Shakespeare’s Villains

Shakespeare’s Villains – A WEA Short Course

Not “done” Shakespeare since you left school? Do you think his works are not for you? This autumn in West Bergholt we are looking forward to welcoming Ron Marks who will be our tutor on “Shakespeare’s Villains”.  This will be an exploration of Shakespeare’s insights into how “one may smile, and smile and be a villain, a scheming ‘machiavel’”, “bloody, bawdy” and eternally fascinating to audiences.

This course promises to make Shakespeare’s interesting and accessible to all.
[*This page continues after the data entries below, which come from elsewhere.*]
Issue #351, opened 2022-09-02
[opentelemetry-operator]  use self-signed cert not works well.


JaredTan95:
As described from https://github.com/open-telemetry/opentelemetry-helm-charts/blob/main/charts/opentelemetry-operator/README.md#tls-certificate-requirement 3rd way.

We deploy as following sets:
```bash
helm install \
  my-opentelemetry-operator open-telemetry/opentelemetry-operator \
--set admissionWebhooks.certManager.enabled=false
```

and we also create tls by `kubectl create secret tls...`

but the `opentelemetry-operator` pod occurs error :
`TLS handshake error from 10.233.96.0:39014: remote error: tls: bad certificate `

It can be fix by bundle `ca cert` for `MutatingWebhookConfiguration ` and `MutatingWebhookConfiguration ` like :
```yaml
{{- if  and (.Values.admissionWebhooks.enabled) (not .Values.admissionWebhooks.certManager.enabled) }} 👈
apiVersion: admissionregistration.k8s.io/v1
kind: MutatingWebhookConfiguration
metadata:
  labels:
    app.kubernetes.io/name: opentelemetry-operator
  name: {{ template "opentelemetry-operator.name" . }}-mutating-webhook-configuration
webhooks:
  - admissionReviewVersions:
      - v1
    clientConfig:
      caBundle:  "xxxxxxxx" 👈
      service:
        name: {{ template "opentelemetry-operator.name" . }}-webhook-service
        namespace: {{ .Release.Namespace }}
        path: /mutate-opentelemetry-io-v1alpha1-instrumentation
```

PR #355, opened 2022-09-07
[operator] fix self-signed cert not works well.

JaredTan95:
fix https://github.com/open-telemetry/opentelemetry-helm-charts/issues/351

Considering that the current self-signed does not take effect, and considering the ease of use of users, the self-signed certificate is built directly into the chart.


JaredTan95:
https://github.com/open-telemetry/opentelemetry-helm-charts/runs/8220627772?check_suite_focus=true#step:4:36

I did't change `collector` cahrt,  should I bump up collector chart version?

Allex1 (approved):
@JaredTan95 this is great work. Thanks

JaredTan95:
@TylerHelmuth @dmitryax hi, do you have time to help review this, I am eagerly waiting for this PR to be completed as soon as possible :-)

TylerHelmuth:
@JaredTan95 I will review this PR tomorrow when I am back from PTO.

So why not come along and try it? You can sample the first evening for free!  The course starts at the Methodist Hall at 8pm on 15th September and lasts for 10 weeks.

10 evenings cost £48, those on income under £15,276 net per annum or income based benefits/JSA free.

For further information please contact Gill on 01206 240512.

No Prior Research Needed – but:

… if you wanted somebody else’s take on the top 5 Shakespeare villains then here they are:

1. Iago

Driven by an overpowering lust for evil rivaled only by Satan, Iago grabs the title as worst Shakespeare villain hands down. As the critic William Robertson Turnbull once pointed out, “Iago is an unbeliever in, and denier of, all things spiritual, who only acknowledges God, like Satan, to defy him”

2. Richard III

The tyrannical, morally vacuous Richard III orders his own brother’s execution and the murder of two innocent children because they are obstacles to his kingly ambition. Luckily, Richard’s horrific acts come to an end when he is slain by Richmond at the battle of Bosworth Field.

3. Cornwall

In King Lear, a play rife with heinous evildoers, Cornwall towers over them all. Infinitely greedy and exceptionally cruel, Cornwall schemes with his wife, Regan, and sister-in-law, Goneril, to torture Lear and Gloucester. Cornwall delights in gouging out Gloucester’s eyes, exclaiming “Out, vile jelly!/Where is thy lustre now?”

4. Aaron the Moor

Among other vile crimes, Aaron the Moor, servant and lover to Tamora, masterminds the brutal rape of Titus Andronicus’s daughter, Lavinia. When, at the end of the play, Titus’s son Lucius decides that Aaron should be buried to the neck in sand and starved, Aaron, defiant to the end, tells Lucius that “If one good deed in all my life I did/I do repent it from my very soul.”

5. Edmund

Resentful of his illegitimacy, the Earl of Gloucester’s bastard son strives to destroy his brother and father to gain Gloucester’s title and possessions. Successful in his evil plot to ruin Gloucester, he next plans to kill Cordelia and Lear so that he can rule Britain. Edmund’s henchmen strangle Cordelia and Lear dies broken-hearted as a result of his daughter’s murder.